Именно в этот момент его настигло прежде неведомое, неощущаемое одиночество; ядовитым газом влилось оно в душу и заполонило всю, без остатка, тем самым сделав невозможным существование ни в семейном доме, ни в Лиссабоне, ни где бы то ни было на нашем маленьком глобусе. У него не было ни друзей, ни знакомых, ни любимой, ни детей. Ни работы, ни цели, ни смысла. Один в целом мире, он денно и нощно бродил по пустым улицам, окруженный лишь неоном фонарей да потоками железных ящиков, сердито урчащих на светофорах. Словно попал в другой мир, в котором оказался единственным человеком в цивилизации машин.
Посещали его мысли о суициде? – кто знает, наверное, как и всякого потерявшегося. И кто знает, на скольких мостах он останавливался тогда, заглядывая в мутные воды Тежу или проходя по бесконечной полосе пляжей, там, где зов океана заглушает прочие звуки и манит в свои неизведанные глубины с необоримой силой.
Но он не решился. Вместо этого отважился на другое. Однажды вечером гуляя по площади Салданья, это буквально в десяти минутах езды от вашего отеля, он решился наладить контакт с теми, кто ныне заселил хорошо знакомые улицы Лиссабона. И неожиданно для самого себя помахал рукой проезжавшему авто. Возможно, этим бы все и кончилось, но водитель легковушки приостановил бег механического коня, помахал в ответ. И улыбнулся.
И в этот момент одиночество, казалось, потопившее его душу, стало отступать. Следующим вечером Жоао снова пришел на площадь и махал уже всем подряд, получая в ответ улыбки, гудки клаксонов, приветственные крики. Город, прежде безмолвный и безнадежный, вдруг ожил, ровно по мановению волшебного жезла. Не в силах поверить свершившемуся, Жоао приходил и приходил на прежнее место и продолжал приветственно махать проезжающим; на душе его теплело, а сердце бешено стучало в ритмах зажигательной фолии.
Вскоре площадь трудно было представить без этого странного человека, лиссабонцы столь привыкли к нему, ежевечерне выходящему приветствовать железные потоки, разрезающие Салданью, что день без господина «До свиданья» уже считался несчастливым. Когда же вездесущие репортеры разузнали, кто этот удивительный старик, в элегантном пальто, с тщательно уложенными волосами и неизменными темными очками на бледном лице, – на Жоао обрушилась настоящая слава: его приглашали на радио, телевидение, брали интервью, просили дать совет, поделиться мнением. Господин «До свидания» обожал кино, и его приглашали на предпремьерные показы фильмов и потом с удовольствием выслушивали или читали рецензии. Рядом с ним постоянно крутились туристы, снимавшие каждый взмах руки на камеры, но он никогда не обижался, даже самым надоедливым, охотно позировал или снимался с любой компанией, ибо был рад любой.
А неделю назад его не стало.
– Жаль, – медленно произнес я, машина приближалась к гостинице, как раз, будто по привычке, сделав петлю до Салданьи. Железный поток на площади казался разрежен против обычного, машины проносились стремительно, водители будто боялись затормозить, чтобы оглянуться по сторонам, и не увидеть старика, к которому так привыкли за эти десять лет.
– Перед тем, как похоронить, его провезли через Салданью, и собравшиеся на площади люди махали катафалку и кричали приветственно. Знаешь, – перебивая самого себя, заметил Альваро, – что говорить, я сам, когда на душе становилось тошно, частенько ехал к сеньору ду Адеос, махал ему, он махал мне в ответ, и становилось легче. Теплее.
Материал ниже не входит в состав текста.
Issue #2640, opened 2025-10-16
DataMapper: Target document gets expand button on attributes


igarashitm:
### Describe the Bug

In some case, XML attribute field appears with expand button, which shouldn't happen. Strange thing is that it is observed only at the target side with fhir.single.xsd. Once the expand button is clicked, it disappears.

### Steps to Reproduce the Bug or Issue

1. Attach `fhir-single.xsd` to target body
2. See `/Account/Identifier/use/@value` field has expand button

### Screenshots or Videos

https://github.com/user-attachments/assets/b0da558f-a28c-4ada-80b3-f564b1f20d97

### Platform

- OS: [e.g. macOS, Windows, Linux]
- Browser: [e.g. Chrome, Safari, Firefox]
- Version: [e.g. 0.30.0]

PR #2823, opened 2025-12-28
Fixed expand button on attributes

sarth-akvaish:
### Fixed incorrect expand icon shown for XML attribute fields in DataMapper tree

This PR fixes an issue where XML attribute fields (for example, @value) were incorrectly rendered with an expand/collapse icon in the DataMapper document tree, primarily on the target side when using certain XSDs.

The root cause was that expandability was derived solely from hasChildren, which in some cases was temporarily true for attribute nodes during schema initialization.

Closes : https://github.com/KaotoIO/kaoto/issues/2640

### DIFF
--- a/packages/ui/src/components/Document/SourceDocumentNode.tsx
+++ b/packages/ui/src/components/Document/SourceDocumentNode.tsx
@@ -36,12 +36,13 @@ export const SourceDocumentNode: FunctionComponent<TreeSourceNodeProps> = ({
   const nodeData = treeNode.nodeData;
 
   const isDocument = VisualizationService.isDocumentNode(nodeData);
-  const hasChildren = VisualizationService.hasChildren(nodeData);
+  const isAttributeField = VisualizationService.isAttributeField(nodeData);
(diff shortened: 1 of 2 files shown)


igarashitm:
Hi @sarth-akvaish , thanks for the contribution!
> The root cause was that expandability was derived solely from hasChildren, which in some cases was temporarily true for attribute nodes during schema initialization.

That sounds fishy... I'd probably look into why `hasChildren()` returns `true` for the attribute, which sounds just wrong. It would be nice to also have such test case for `VisualizationService.hasChildren()`. If that behavior, `hasChildren()` returning `true` for the attribute, is unavoidable for some reason, then we would have to document it in detail, probably in the TSDoc comments.

mmelko:
Hi @sarth-akvaish, I haven't noticed this and created also https://github.com/KaotoIO/kaoto/pull/2875 .

 Do you planning to do something with this? If not we might proceed with my PR. Thanks!

sarth-akvaish:
Hi @mmelko, go ahead with your PR, I'm little bit out of sync here, closing this PR

Issue #1480, opened 2024-09-26
Support copy/paste of routes


apupier:
### Please describe the feature that you want to propose

Support copy/paste of routes
take care of ids to not be duplicated, especially when copied in the same file

igarashitm:
Is this easier/low hanging fruit than #1479 ?

shivamG640:
I believe, this is blocked by #1097

lhein:
We talked about the quick clone function and this could be also working for full routes.

lordrip:
Increasing the priority to blocker since we need it for internal use cases.

PR #2850, opened 2026-01-12
feat(Canvas): Add paste entity functionality to canvas context menu

lordrip:
Implements GitHub issue #1480 - Support copy/paste of routes

- Add usePasteEntity hook to handle entity paste logic with:
  - Clipboard compatibility checking
  - Firefox fallback (allow paste when clipboard permission denied)
  - Single-entity resource replacement prompt (for Kamelet/Pipe)
  - ID regeneration to prevent duplication
  - Automatic visibility toggle for pasted entities

- Add Paste menu item to canvas context menu after Show/Hide all
- Extend useCanvasEntities to include canPasteEntity and pasteEntity
- Update withEntityContextMenu HOC to pass paste props
- Add comprehensive tests for paste entity functionality

Fixes https://github.com/KaotoIO/kaoto/issues/1480
Co-authored with Claude Code

### DIFF
--- a/packages/ui-tests/cypress/support/next-commands/design.ts
+++ b/packages/ui-tests/cypress/support/next-commands/design.ts
@@ -125,8 +125,32 @@ Cypress.Commands.add('closeCatalogModal', () => {
 
 Cypress.Commands.add('performNodeAction', (nodeName: string, action: ActionType, nodeIndex?: number) => {
   nodeIndex = nodeIndex ?? 0;
-  cy.get(`foreignObject[data-nodelabel="${nodeName}"]`).eq(nodeIndex).rightclick({ force: true });
-  cy.get(`[data-testid="context-menu-item-${action}"]`).click();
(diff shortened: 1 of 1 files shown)


packages/ui-tests/cypress/support/next-commands/design.ts
```diff
@@ -125,8 +125,32 @@ Cypress.Commands.add('closeCatalogModal', () => {
 
 Cypress.Commands.add('performNodeAction', (nodeName: string, action: ActionType, nodeIndex?: number) => {
```
lordrip, line 126: @tplevko, I added this retry for the node right click because sometimes we were missing it. It felt like we were right-clicking, but the element didn't have any listener attached.

lordrip: Please let me know what you think, and more importantly, I tried to do it in the Cypress way, but it doesn't quite feel like it 😓

PR #2877, opened 2026-01-21
fix(Drag&Drop): Enabled container drag and drop support

### LINKED ISSUE #2530: Provide an easier way to drag when and similar child container nodes in the canvas

Currently, to drag container nodes like when, choice, doTry, etc., we first need to collapse them.
Propose implementing an easier way to drag these containers without requiring collapse, keeping the drag-and-drop experience consistent with other nodes.

shivamG640:
Fixes #2530 

Test the latest changes here: https://shivamg640.github.io/kaoto/


packages/ui/src/components/Visualization/Custom/Edge/CustomEdge.test.tsx
```diff
@@ -1,41 +1,87 @@
 import { BaseEdge, BaseGraph, BaseNode, ElementContext, VisualizationProvider } from '@patternfly/react-topology';
 import { act, render } from '@testing-library/react';
+import React from 'react';
```
lordrip, line 3: [💅] This import shouldn't be necessary

Issue #2884, opened 2026-01-22
Introduce a separate storybook space for design mockups


igarashitm:
### Please describe the task that needs to be done

We sometimes create a design mockup with storybook such as https://github.com/KaotoIO/kaoto/issues/2722

On the other hand, we've been already maintaining storybook in `ui-tests/stories` for evaluating real implementation. ATM we upload all the stories there to Chromatic, which has a monthly quota for how many  visual tests we can run.

While our existing storybook are maintained to test the components which is already integrated to the Kaoto implementation, design mockup storybook often include one-off components, adhoc data and etc. Although we don't want to run these mockup stories with Chromatic for every GitHub action, we want to keep those mockup stories somewhere in the repository so that we can lookback as a history as well as reuse it for next enhancement.

**Points**
* Exclude mockup stories from Chromatic targets
* Isolate mockup stories by directory structure or something, so that you can see where to put a new one easily
* When needed, we can run mockup stories locally without changing configuration

**Options**
* Use existing storybook setup in `ui-tests/stories`. Chromatic configuration might be able to satisfy the points above, to be investigated
  * https://www.chromatic.com/docs/configure/#onlystorynames
* If the Chromatic configuration doesn't satisfy the needs, we might need to create a separate sub-package such as `ui-mockups` next to `ui-tests`

tplevko:
The first proposed option looked promising, but doesn't work for me, due to same reason as described in this issue - https://github.com/chromaui/chromatic-cli/issues/1026#issue-2473494453

The option I came up with is to delete the `ui-mockups` directory which would be located inside `ui-tests/stories` directory, prior to publishing the stories in the chromatic GH workflow. So the stories from `ui-mockups` are displayed when working locally with the storybook, but not published to chromatic. Do you think this would be a viable option?

PR #2888, opened 2026-01-23
fix(#2884): rm ui-mockups, not to include in chromatic

tplevko:
fix https://github.com/KaotoIO/kaoto/issues/2884

### DIFF
--- a/.github/workflows/chromatic.yml
+++ b/.github/workflows/chromatic.yml
@@ -45,6 +45,10 @@ jobs:
       - name: Build ui library
         run: yarn workspace @kaoto/kaoto run build:lib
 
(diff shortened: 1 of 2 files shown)


igarashitm:
> https://github.com/KaotoIO/kaoto/issues/2884#issuecomment-3790016870

Nice, the idea sounds good to me, easier to maintain than create a separate storybook setup with a sub package. We probably also want to add a README.md in `ui-tests/stories/mockups`, then describe that `Stories in this directory are placed for local run only. They will be removed before we deploy to Chromatic.`

tplevko:
Thanks @igarashitm, the README was added to the `ui-mockups` directory, to let the users know that it will be deleted before publishing to chromatic.

PR #2916, opened 2026-02-04
fix(e2e): resolve inconsistent E2E test failures

shivamG640:
For some time, a few E2E tests were failing inconsistently. We identified a scenario involving the step toolbar for containers where multiple toolbars could appear simultaneously for different containers. This caused test failures because two action buttons of the same type were being matched. The behavior was intermittent earlier, but it should no longer occur now.


lordrip (approved):
Thank you @shivamG640

Issue #2879, opened 2026-01-21
xs:import: S.1: Implement FileMap URI Resolver


igarashitm:
### Please describe the task that needs to be done

**Goal**: Complete the URI resolution mechanism by implementing a working resolver for pre-loaded schemas

**Background**:
- xml-schema-ts already has full xs:include/xs:import parsing in `SchemaBuilder`
- The `resolveXmlSchema()` method is ready to call the URI resolver
- **Missing piece**: `DefaultURIResolver.resolveEntity()` currently throws an error

**Scope**:
- Create `FileMapURIResolver` class implementing `CollectionURIResolver` interface
- Implement `resolveEntity()` to lookup schemas from `definitionFiles` map
- Support relative path resolution (e.g., `./common.xsd`, `../types.xsd`)
- Support both file paths and namespace URIs as lookup keys
- Handle base URI resolution correctly

**Changes**:
- New file: `packages/ui/src/xml-schema-ts/resolver/FileMapURIResolver.ts`
- Update: `packages/ui/src/services/xml-schema-document-util.service.ts`
  - Inject FileMapURIResolver instead of DefaultURIResolver when loading schemas
  - Pass `definitionFiles` map to resolver for lookups
- Update: `packages/ui/src/xml-schema-ts/resolver/FileMapURIResolver.test.ts` (new tests)
- Update: `packages/ui/src/services/xml-schema-document.service.test.ts`
  - Add tests for xs:include/xs:import resolution

**Acceptance Criteria**:
- If schema A has `<xs:include schemaLocation="./common.xsd"/>` and both A and common.xsd are in `definitionFiles`, the include resolves successfully
- If schema B has `<xs:import namespace="http://example.com/types" schemaLocation="types.xsd"/>` and types.xsd is in `definitionFiles`, the import resolves
- Relative paths are resolved correctly against the importing schema's location (baseUri)
- Absolute paths and simple filenames work as lookup keys
- Clear error thrown if referenced schema not found in `definitionFiles`
- Existing caching mechanism in `resolveXmlSchema()` prevents duplicate parsing

PR #2918, opened 2026-02-05
feat(DataMapper): xs:import: S.1: Implement FileMap URI Resolver

igarashitm:
Fixes: https://github.com/KaotoIO/kaoto/issues/2879

Instead of introducing `FileMapURIResolver`, directly enhanced DefaultURIResolver to support resolving XML schema locations by holding file map. We don't have a plan to switch schema resolver in foreseeable future.

#### API Additions:
  - XmlSchemaDocumentService.addSchemaFiles() - Add schemas to existing documents
  - DefaultURIResolver.addFiles() - Dynamically add files to resolver

### DIFF
--- a/packages/ui/src/stubs/datamapper/data-mapper.ts
+++ b/packages/ui/src/stubs/datamapper/data-mapper.ts
@@ -150,6 +150,10 @@ export const elementRefXsd = fs.readFileSync(path.resolve(__dirname, './xml/elem
 export const accountLcXsd = fs.readFileSync(path.resolve(__dirname, './xml/account-lc.xsd')).toString();
 export const accountNsXsd = fs.readFileSync(path.resolve(__dirname, './xml/account-ns.xsd')).toString();
 export const accountNs2Xsd = fs.readFileSync(path.resolve(__dirname, './xml/account-ns2.xsd')).toString();
+export const mainWithIncludeXsd = fs.readFileSync(path.resolve(__dirname, './xml/MainWithInclude.xsd')).toString();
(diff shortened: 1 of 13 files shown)


packages/ui/src/stubs/datamapper/data-mapper.ts
```diff
@@ -150,6 +150,10 @@ export const elementRefXsd = fs.readFileSync(path.resolve(__dirname, './xml/elem
 export const accountLcXsd = fs.readFileSync(path.resolve(__dirname, './xml/account-lc.xsd')).toString();
 export const accountNsXsd = fs.readFileSync(path.resolve(__dirname, './xml/account-ns.xsd')).toString();
 export const accountNs2Xsd = fs.readFileSync(path.resolve(__dirname, './xml/account-ns2.xsd')).toString();
+export const mainWithIncludeXsd = fs.readFileSync(path.resolve(__dirname, './xml/MainWithInclude.xsd')).toString();
+export const commonTypesXsd = fs.readFileSync(path.resolve(__dirname, './xml/CommonTypes.xsd')).toString();
+export const mainWithImportXsd = fs.readFileSync(path.resolve(__dirname, './xml/MainWithImport.xsd')).toString();
+export const importedTypesXsd = fs.readFileSync(path.resolve(__dirname, './xml/ImportedTypes.xsd')).toString();
```
lordrip, line 156: Very soon we need to think on an alternate mechanism to load this, as reading files synchronously during module import start hurting performance

igarashitm: https://github.com/KaotoIO/kaoto/issues/2923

– Вы были знакомы? – Альваро как-то странно на меня посмотрел. Потом покачал головой. Машина вывернула с Салданьи и, стремительно набирая ход, помчалась к отелю.
– Только вот так, жестом приветствия. Да многие ездили к нему на площадь, чтобы помахать и получить взмах руки в ответ. Знаешь, я думаю, этим он спас не только себя, но и очень многих, ведь в наш суматошный век…
– Когда он уже ходил на площадь, у него много друзей появилось?
– О, да. В «Фейсбуке»…
– Альваро, я говорю о жизни. Понимаю, каждый вечер выходил на площадь, чтобы развеять тоску, но ведь кто-то у него возникнул за время десятилетнего махания всем подряд? Хотя… что я спрашиваю, если бы появился, верно бы не ходил.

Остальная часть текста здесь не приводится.